*Work item*: Your task is to show every line in the listing below that includes "additional".
============================================================
PR #1201, opened 2023-09-27

nakul1010:
Description Imported from [Pr 589](https://github.com/interlay/interbtc/pull/589/)

2 significant changes: 

- Only award a premium for the amount of tokens required to bring the vault back to the secure threshold. Otherwise the vault could end up paying the premium for _all_ of its tokens.
- Rather than only considering `issued_tokens` to determine whether or not a vault is below the premium redeem threshold, now use the "to_be_backed" tokens, i.e. the tokens if all open issues and redeems execute successfully (= issued + to_be_issued - to_be_redeemed). This is required because otherwise additional redeems would again be able to de a premium redeem. 
- Since the vault will lose collateral by giving out premium redeem fees, consider that collateral as well when calculating premium collateral fees for the user.  

Since this significantly modifies audited code, I'd like to have 2 people approve this PR before we merge
## Example based on test case
- Vault A
    - Thresholds
        - secure: 200%
        - premium: 160%
        - liquidation:  110%
    - secured capacity: 500 Tokens
    - issued_tokens: 650 Tokens
- User redeems 400 tokens
    - Based on first approach: ~~Premium redeem fee should be given on difference_in_tokens_to_reach_secure_threshold +  potential_decrease_in_issued_tokens_after_giving_out_collatral_as_premium_fees = 150 tokens + 3.75 tokens = 153.75 tokens equivalent to 307.5 COL tokens if exchange_rate is 2~~
    - Premium redeem fee should be given on `max_premium_amount` a vault can pay  = 153.84 tokens equivalent to 307.68 COL tokens if exchange_rate is 2
    - Formula for `max_premium_amount`: `SECURE = (oldCol - maxPremium) / ( oldTokens*EXCH - maxPremium/FEE)
`


sander2:
The solution is not 100% correct. But maybe it's good enough.. The problem is what you're doing is:
- Like in #589, determine at how many tokens we'd be at the secure threshold. Determine premium based on that
- Additionally, you now do an additional iteration, where you update the collateral to account for the paid premium, and update the premium based on that.
- The problem is that the step above once again pays out additional premium, thus decreasing the collateral once more. You can do the step above again and again to get ever closer to the correct amount.

The "right" way to do this, is to calculate the maximum amount of premium to payout using math:
``` rust
CollateralizationRate = totalCollateral / convertToCollateral(totalTokens)
// When doing a premium redeem, this changes to:
// NewCollateralization = (oldCol - maxPremium) / ( oldTokens*EXCH - maxPremium/FEE)
// we want NewCollateralization = SECURE threshold, so
SECURE = (oldCol - maxPremium) / ( oldTokens*EXCH - maxPremium/FEE)
// rewriting gives..
maxPremium = (FEE * (oldCol - oldTokens * EXCH * SECURE)) / (FEE -SECURE)
// plugging in number from the test..
maxPremium = (0.05*(2000 - 650 * 2 * 2)) / (0.05 - 2)
= 15.3846153846
```
In comparison, #589 would award max 15, and this PR awards 15.375. Both #589 and this PR are pretty close, so I'm not sure we really need the math based approach. @gregdhill what do you think?

nakul1010:
> The solution is not 100% correct. But maybe it's good enough.. The problem is what you're doing is:
> 
> * Like in [fix: only award redeem premium upto the secure threshold #589](https://github.com/interlay/interbtc/pull/589), determine at how many tokens we'd be at the secure threshold. Determine premium based on that
> * Additionally, you now do an additional iteration, where you update the collateral to account for the paid premium, and update the premium based on that.
> * The problem is that the step above once again pays out additional premium, thus decreasing the collateral once more. You can do the step above again and again to get ever closer to the correct amount.
> 
> The "right" way to do this, is to calculate the maximum amount of premium to payout using math:
> 
> ```rust
> CollateralizationRate = totalCollateral / convertToCollateral(totalTokens)
> // When doing a premium redeem, this changes to:
> // NewCollateralization = (oldCol - maxPremium) / ( oldTokens*EXCH - maxPremium/FEE)
> // we want NewCollateralization = SECURE threshold, so
> SECURE = (oldCol - maxPremium) / ( oldTokens*EXCH - maxPremium/FEE)
> // rewriting gives..
> maxPremium = (FEE * (oldCol - oldTokens * EXCH * SECURE)) / (FEE -SECURE)
> // plugging in number from the test..
> maxPremium = (0.05*(2000 - 650 * 2 * 2)) / (0.05 - 2)
> = 15.3846153846
> ```
> 
> In comparison, #589 would award max 15, and this PR awards 15.375. Both are pretty close, so I'm not sure we really need the math based approach. @gregdhill what do you think?

Changed the approach based on the new formula provided.

crates/redeem/src/lib.rs
```diff
@@ -501,23 +502,48 @@ impl<T: Config> Pallet<T> {
...
         let premium_collateral = if below_premium_redeem {
-            let redeem_amount_wrapped_in_collateral = user_to_be_received_btc.convert_to(currency_id)?;
-            ext::fee::get_premium_redeem_fee::<T>(&redeem_amount_wrapped_in_collateral)?
+            // Calculate the secure vault capacity
+            let secure_vault_capacity = ext::vault_registry::vault_capacity_at_secure_threshold(&vault_id)?;
+            let to_be_backed_tokens = ext::vault_registry::vault_to_be_backed_tokens(&vault_id)?;
+            let difference_in_tokens_to_reach_secure_threshold =
+                to_be_backed_tokens.saturating_sub(&secure_vault_capacity)?;
+
+            if difference_in_tokens_to_reach_secure_threshold.gt(&user_to_be_received_btc)? {
```
sander2, line 515: Why do we need this `if`? Shouldn't the `else` branch always work?

sander2 (commented):
We have a `vaultRegistry_getPremiumRedeemVaults` rpc. @gregdhill I think we should we update that to return only the amount that is premium-redeemable, right?

crates/redeem/src/lib.rs
nakul1010: the formula gives maximum premium, the user shouldn't receive `maximum_premium`, if he has not redeem enough BTC. 
Example, test case: `integration_test_premium_redeem_with_reward_for_full_request`
alice requests 100 BTC redeem, vault can do 150 BTC redeem to reach secure threshold, therefore alice should only receive `premium_collateral` for 100BTC - tx fee ie  98.300 according to testcase, if we remove the if condition he will receive the max `premium_collateral`.

crates/redeem/src/lib.rs
```diff
@@ -501,23 +502,48 @@ impl<T: Config> Pallet<T> {
...
+                let premium_tokens_in_collateral = user_to_be_received_btc.convert_to(currency_id)?;
+
+                ext::fee::get_premium_redeem_fee::<T>(&premium_tokens_in_collateral)?
+            } else {
+                // Formula = max_premium_collateral = (FEE * (oldTokens * EXCH * SECURE - oldCol)) / (SECURE - FEE)
```
sander2, line 520:
```suggestion
                // The goal of premium redeems is to get the vault back the a healthy collateralization ratio. As such, 
                // we only award a premium for the amount of tokens required to get the vault back to secure threshold.
                // The CollateralizationRate is defined as `totalCollateral / convertToCollateral(totalTokens)`
                // When paying a premium, the collateralization rate gets updated according to the following formula:
                //     `NewCollateralization = (oldCol - awardedPremium) / ( oldTokens*EXCH - awardedPremium/FEE)`
                // To calculate the maximum premium we are willing to pay, we set the newCollateralization to
                // the secure threshold, which gives:
                //     `SECURE = (oldCol - awardedPremium) / (oldTokens*EXCH - awardedPremium/FEE)``
                // We can rewrite this formula to calculate the `premium` amount that would get us to the secure threshold:
                //     `maxPremium = (oldTokens * EXCH * SECURE - oldCol) * (FEE / (SECURE - FEE))`
                // Which can be interpreted as:
                //     `maxPremium = missingCollateral * (FEE / (SECURE - FEE))
                // Note that to prevent repeated premium redeems while waiting for execution, we use to_be_backed_tokens
                // for `oldCol`, which takes into account pending issues and redeems
```

Can you add a comment like this please

sander2: Note: in the comment I changed the formula compared to the one I gave earlier in the PR. 

Old: `maxPremium = (FEE * (oldCol - oldTokens * EXCH * SECURE)) / (FEE -SECURE)`
New: `maxPremium = (oldTokens * EXCH * SECURE - oldCol) * (FEE / (SECURE - FEE))`

This will result in positive intermediate results, and requires only a single multiplication between amounts and fixedpoint numbers

crates/redeem/src/lib.rs
```diff
@@ -501,23 +502,48 @@ impl<T: Config> Pallet<T> {
...
+
+                let issued_tokens_in_collateral = to_be_backed_tokens.convert_to(currency_id)?; // oldTokens * EXCH
+
+                let token_exchange_value =
+                    issued_tokens_in_collateral.checked_rounded_mul(&secure_threshold, Rounding::NearestPrefUp)?; // oldTokens * EXCH * SECURE
+
+                ext::fee::get_premium_redeem_fee::<T>(
+                    &token_exchange_value.saturating_sub(&backing_collateral)?, // (oldCol - oldTokens * EXCH * SECURE)
+                )? // FEE * (oldTokens * EXCH * SECURE - oldCol))
+                .checked_div(&ext::fee::apply_premium_redeem_discount::<T>(&secure_threshold)?)? // (SECURE - FEE)
```
sander2, line 534: Can we rewrite to something like this?

```rust
let secure_threshold = ext::vault_registry::get_secure_threshold::<T>(&vault_id)?;
let premium_redeem_rate = ext::fee::premium_redeem_reward_rate(); // NOTE: add this function
let required_collateral = ext::vault_registry::required_collateral(vault_id, to_be_backed_tokens); // NOTE: add this function. This is `(oldTokens * EXCH * SECURE)`
let current_collateral = ext::vault_registry::get_backing_collateral(&vault_id)?;

let missing_collateral = required_collateral.checked_sub(current_collateral)?; // this is `(oldTokens * EXCH * SECURE - oldCol)`

let factor = premium_redeem_rate.checked_div(secure_threshold.checked_sub(premium_redeem_rate)?)?;
let max_premium = missing_collateral.checked_mul(factor);

let actual_premium = max_premium.min(redeem_amount_wrapped_in_collateral.checked_mul(premium_redeem_rate));
```

sander2 (commented):
@gregdhill @nud3l Do we want to award a premium up to the _global_ secure threshold, or to the vault's custom threshold? Personally for my vault I would prefer to only award a premium upto the global secure threshold, otherwise setting a higher threshold seemingly increases the risk of losing money through premium payouts

gregdhill:
Agree with using the second approach @sander2, as for your other comments we should only return the amount that is premium redeemable in the RPC and I also agree we should award premium up to the global secure threshold since that is always lower.

crates/fee/src/lib.rs
```diff
@@ -427,6 +427,19 @@ impl<T: Config> Pallet<T> {
         amount.checked_rounded_mul(&<PremiumRedeemFee<T>>::get(), Rounding::NearestPrefUp)
     }
 
+    /// Apply a premium redeem discount to the given unsigned fixed-point value
+    ///
+    /// # Arguments
+    ///
+    /// * `amount` - amount in collateral (at current exchange rate)
```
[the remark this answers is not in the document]
nakul1010: function discarded.

crates/redeem/src/lib.rs
nakul1010: updated

crates/vault-registry/src/tests.rs
```diff
@@ -1036,40 +1041,43 @@ mod get_vaults_below_premium_collaterlization_tests {
...
             let issue_tokens1: u128 = 50;
             let collateral1 = 50;
             add_vault(id1.clone(), issue_tokens1, collateral1);
 
-            // returned
-            let id2 = vault_id(4);
-            let issue_tokens2: u128 = 50;
-            let collateral2 = 49;
-            add_vault(id2.clone(), issue_tokens2, collateral2);
-
```
sander2, line 1060: why did you modify this test?

crates/vault-registry/src/lib.rs
```diff
@@ -774,6 +774,52 @@ impl<T: Config> Pallet<T> {
...
+        // When paying a premium, the collateralization rate gets updated according to the following formula:
+        //     `NewCollateralization = (oldCol - awardedPremium) / ( oldTokens*EXCH - awardedPremium/FEE)`
+
+        // To calculate the maximum premium we are willing to pay, we set the newCollateralization to
+        // the global secure threshold, which gives:
+        //     `SECURE = (oldCol - awardedPremium) / (oldTokens*EXCH - awardedPremium/FEE)``
+        // We can rewrite this formula to calculate the `premium` amount that would get us to the secure
+        // threshold:     `maxPremium = (oldTokens * EXCH * SECURE - oldCol) * (FEE / (SECURE -
+        // FEE))` Which can be interpreted as:
+        //     `maxPremium = missingCollateral * (FEE / (SECURE - FEE))
```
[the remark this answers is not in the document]
nakul1010: Done by cargo fmt

crates/vault-registry/src/lib.rs
```diff
@@ -1886,6 +1974,19 @@ impl<T: Config> Pallet<T> {
         collateral.convert_to(wrapped_currency)?.checked_div(&threshold)
     }
 
+    pub fn vault_capacity_at_secure_threshold(vault_id: &DefaultVaultId<T>) -> Result<Amount<T>, DispatchError> {
```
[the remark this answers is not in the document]
nakul1010: removed

crates/vault-registry/src/tests.rs
nakul1010: because the `max_premium`  calculation also considers `global_secure_threshold` which was not used by `redeemable_tokens` method 


- so start of the test set the secure collateral threshold to 0.001 so that the `add_vault`, method doesn't pass the `ExceedingVaultLimit`  error
- before calling the `get_premium_redeem_vaults` set thresholds back to default value so that `get_premium_redeem_vaults` works as expected.

nakul1010:
@sander2 
- `RedeemTransactionSize` storage is required to calculate `premium_redeem_vaults` in `vault_registery`, but `redeem` pallet can't be imported in `vault_registery` as it create cyclic dependency. 

1) Migration of storage (move `RedeemTransactionSize` from `redeem` to `vault_registery` pallet )
	- Pros
		- no frontend change required
	- Cons
		- migrating storage just for a method used during RPC call doesn't make sense. 
		- the storage ideally should be stored in redeem pallet as related to redeem request. 

2) Change RPC call (move RPC from `vault_registery` to `redeem` pallet )
	- Pros 
		- no migration required 
	- Cons
		- frontend change required to call a different method

went ahead with 2 approach 

cc: @gregdhill

crates/redeem/src/lib.rs
```diff
@@ -501,23 +502,28 @@ impl<T: Config> Pallet<T> {
...
-
         let below_premium_redeem = ext::vault_registry::is_vault_below_premium_threshold::<T>(&vault_id)?;
         let currency_id = vault_id.collateral_currency();
 
         let premium_collateral = if below_premium_redeem {
             let redeem_amount_wrapped_in_collateral = user_to_be_received_btc.convert_to(currency_id)?;
-            ext::fee::get_premium_redeem_fee::<T>(&redeem_amount_wrapped_in_collateral)?
+            let premium_redeem_rate = ext::fee::premium_redeem_reward_rate::<T>();
+            let premium_for_redeem_amount = redeem_amount_wrapped_in_collateral
+                .checked_rounded_mul(&premium_redeem_rate, Rounding::NearestPrefUp)?;
```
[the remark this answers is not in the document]
sander2: That'd probably be safer yea

crates/vault-registry/src/tests.rs
sander2: > because the `max_premium` calculation also considers `global_secure_threshold` which was not used by `redeemable_tokens` method earlier

This function is testing `get_premium_redeem_vaults` - that was also using `global_secure_threshold` before, right?

If premium threshold is set to 100% then vault1 should not be returned and   vault 2 should, that shouldn't have changed

crates/redeem/src/lib.rs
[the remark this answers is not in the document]
nakul1010: Rounded down

nakul1010:
> I'm ok with moving the rpc to the redeem crate. We could keep the rpc name identical s.t. it doesn't require UI changes. Fwiw there is also an option 3 to add a new getter to the vault_registry config trait, but option 2 works for me as well

changed the RPC method name from `redeem_getPremiumRedeemVaults` to `vaultRegistry_getPremiumRedeemVaults` in the latest commit, this will not affect the frontend code.

nud3l:
> > I'm ok with moving the rpc to the redeem crate. We could keep the rpc name identical s.t. it doesn't require UI changes. Fwiw there is also an option 3 to add a new getter to the vault_registry config trait, but option 2 works for me as well
> 
> changed the RPC method name from `redeem_getPremiumRedeemVaults` to `vaultRegistry_getPremiumRedeemVaults` in the latest commit, this will not affect the frontend code.

I think it will require an update in the lib maybe?

sander2:
> > > I'm ok with moving the rpc to the redeem crate. We could keep the rpc name identical s.t. it doesn't require UI changes. Fwiw there is also an option 3 to add a new getter to the vault_registry config trait, but option 2 works for me as well
> > 
> > 
> > changed the RPC method name from `redeem_getPremiumRedeemVaults` to `vaultRegistry_getPremiumRedeemVaults` in the latest commit, this will not affect the frontend code.
> 
> I think it will require an update in the lib maybe?

Yea it for sure affects frontend/lib. Let's keep the old naming as an alias, see https://docs.rs/jsonrpsee-proc-macros/0.20.3/jsonrpsee_proc_macros/attr.rpc.html#method-attribute

crates/vault-registry/src/tests.rs
nakul1010: reverted back the test case, just have set back secure threshold after `add_vault` method since before `get_premium_redeem_vaults` just used `premium_threshold` now the `max_premium` calculation also uses `global_secure_threshold`.

crates/vault-registry/src/tests.rs
```diff
@@ -1036,9 +1039,13 @@ mod get_vaults_below_premium_collaterlization_tests {
...
 
+            // set back secure threshold
+            let secure = UnsignedFixedPoint::checked_from_rational(200, 100).unwrap(); // 200%
+            VaultRegistry::_set_secure_collateral_threshold(DEFAULT_CURRENCY_PAIR, secure);
+
             assert_eq!(
-                VaultRegistry::get_premium_redeem_vaults(),
-                Ok(vec![(id1, wrapped(issue_tokens1)), (id2, wrapped(issue_tokens2))])
+                VaultRegistry::get_premium_redeem_vaults(400_u32),
+                Ok(vec![(id2, wrapped(452)), (id1, wrapped(451))])
```
sander2, line 1048: If issued_tokens is 50, how come the returned amount is 452??

nakul1010: fixed it and updated the mock to pass the correct value.

sander2:
I pushed a small change. The `is_below_premium_threshold` was confusing to me, since unlike the other checks, it uses `to_be_backed` tokens rather than `issued` tokens. So in the tests `is_below_premium_threshold` was true while `is_below_secure_threshold` was false. Changed the naming to `will_be_below_premium_threshold` to avoid that confusion. I also removed the check altogether from the non-test code since it wasn't necessary. By removing the check, this code gets hit by more of the tests so I'm a little bit more confident it's correct. Also this way we're sure that the premium calculation gets accounted for in the benchmarks.

I also made some changes to the testing code

crates/vault-registry/src/lib.rs
```diff
@@ -1588,22 +1659,56 @@ impl<T: Config> Pallet<T> {
...
+                    Self::calculate_inclusion_fee(vault_id.wrapped_currency(), redeem_transaction_size).ok()?;
+
+                let vault_to_burn_tokens = burn_wrap.checked_add(&inclusion_fee).ok()?;
+
+                let redeem_fee = ext::fee::get_redeem_fee_value::<T>();
+                let amount_wrapped = UnsignedFixedPoint::<T>::one().saturating_sub(redeem_fee);
+
+                let request_redeem_tokens_for_max_premium = vault_to_burn_tokens.checked_div(&amount_wrapped).ok()?;
+
+                if Self::ensure_not_banned(&vault_id).is_ok() && !request_redeem_tokens_for_max_premium.is_zero() {
```
nakul1010, line 1710: `will_be_below_premium_threshold` check method has been removed from here, but this generates a corner case since `vault_to_burn_tokens` will always be a nonzero amount, since `inclusion_fee` is a nonzero amount, therefore the rpc is giving out `max_premium` for vaults which are above the `PremiumRedeemThreshold`. 

To avoid this either in the if case `
- will_be_below_premium_threshold` method needs to be present OR
- check `max_premium_in_collateral` is non zero amount

parachain test case where the corner case can be trigger: `integration_test_try_get_premium_vaults_which_are_sufficiently_collateralized`

nakul1010: added back the condition

sander2 (approved):

PR #1212, opened 2023-12-06
feat: align derivation accross ecosystem

mustermeiszer:
## Description
Currently, there is no common ecosystem wide approach to derive accounts from xcm-origins. This PR adds a converter both used by 
* [Kusama Asset-Hub](https://github.com/polkadot-fellows/runtimes/blob/b8df4b06c78fb2fb2d0f081c76e30569f12363c6/system-parachains/asset-hubs/asset-hub-kusama/src/xcm_config.rs#L91)
* [Centrifuge](https://github.com/centrifuge/centrifuge-chain/blob/93ace412bc269522916cc191caede54733921fa0/runtime/centrifuge/src/xcm.rs#L322)
* [Moonbeam](https://github.com/moonbeam-foundation/moonbeam/blob/3d6eb4e1de334c3259631ac15373e130c48c00af/runtime/moonbeam/src/xcm_config.rs#L111)

The converter was introduced by [Gavin Wood](https://github.com/paritytech/polkadot/pull/7329) in order to create a general purpose conversion. The idea behind this converter is that a user `User1` from `ChainA` has the ability to have a unique account on any other chain in the ecosystem. This so called remote account can only be controlled from `User1` from `ChainA`.

## Motivation and Context
Allows to have remote accounts on Interlay for all purposes a native account could be used. Especially useful for when we do not want to deteriorate UX by switching networks in the UI.
 
## How Has This Been Tested?
In production at Centrifuge and Moonbeam for quite some time.

### DIFF
--- a/parachain/runtime/interlay/src/xcm_config.rs
+++ b/parachain/runtime/interlay/src/xcm_config.rs
@@ -39,6 +39,8 @@ type LocationToAccountId = (
     SiblingParachainConvertsVia<Sibling, AccountId>,
     // Straight up local `AccountId32` origins just alias directly to `AccountId`.
     AccountId32Aliases<ParentNetwork, AccountId>,
+    // Generate remote accounts according to polkadot standards
+    primitives::xcm::HashedDescriptionDescribeFamilyAllTerminal<AccountId>,
 );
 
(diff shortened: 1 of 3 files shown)


mustermeiszer:
FYI: https://github.com/polkadot-fellows/runtimes/pull/67#event-11226181967

PR #1215, opened 2024-01-04

nakul1010:
Backport to `interbtc-v1.25` branch.


nakul1010:
PR open the wrong target branch should have been opened with `nakul/backport` branch. Therefore closing it without merging.

PR #1233, opened 2024-03-27
fix(rate_model): increase MAX jump rate and full rate

spazcoin:
Recently all USDT on Polkadot was borrowed, leading to Moonwell USDT borrow rates of 192% and Interlay $492k of USDT max borrowed, resulting in Interlay USDT borrow rate pegged at 45-50%. The negative thing was that there was no remaining USDT lending liquidity for lenders to withdraw their capital.

Interlay referenda 96 was approved to adjust the USDT/USDC lending params to set the jump rate to 20% and the full rate to 150% with optimal utilization of 80%. After community and team discussion, this solution was agreed to use the higher full rate to push lending back down towards the optimal lending utilization.

https://interlay.subsquare.io/democracy/referenda/96

Unfortunately the referenda failed to execute because the 150% proposed full rate exceeded the hard-coded max value of 50% for the full rate.

https://interlay.subscan.io/block/4905046?tab=event&event=4905046-0

In this commit I recommend:
* leave 10% as max base rate
* increase "jump rate" hardcoded max from 30% to 100%. We were already considering 20-30% for USDT.
* increase "full rate" from 50% to 500%.

I definitely support having limits since people might submit a value with wrong number of zeros accidentally. But let's place the limits higher than any "reasonable" value that we might set in governance. I can see us potentially having a market with jump rate 50% and full rate 300%.

### DIFF
--- a/crates/loans/src/rate_model.rs
+++ b/crates/loans/src/rate_model.rs
@@ -113,8 +113,8 @@ pub struct JumpModel {
 
 impl JumpModel {
     pub const MAX_BASE_RATE: Rate = Rate::from_inner(100_000_000_000_000_000); // 10%
-    pub const MAX_JUMP_RATE: Rate = Rate::from_inner(300_000_000_000_000_000); // 30%
-    pub const MAX_FULL_RATE: Rate = Rate::from_inner(500_000_000_000_000_000); // 50%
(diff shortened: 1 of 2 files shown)


sander2:
Thanks! It shouldn't be a problem, but I'll add some basic tests in a separate pr

sander2 (approved):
============================================================
*Exercise answer*:
- Rather than only considering `issued_tokens` to determine whether or not a vault is below the premium redeem threshold, now use the "to_be_backed" tokens, i.e. the tokens if all open issues and redeems execute successfully (= issued + to_be_issued - to_be_redeemed). This is required because otherwise additional redeems would again be able to de a premium redeem. 
- Additionally, you now do an additional iteration, where you update the collateral to account for the paid premium, and update the premium based on that.
- The problem is that the step above once again pays out additional premium, thus decreasing the collateral once more. You can do the step above again and again to get ever closer to the correct amount.
> * Additionally, you now do an additional iteration, where you update the collateral to account for the paid premium, and update the premium based on that.
> * The problem is that the step above once again pays out additional premium, thus decreasing the collateral once more. You can do the step above again and again to get ever closer to the correct amount.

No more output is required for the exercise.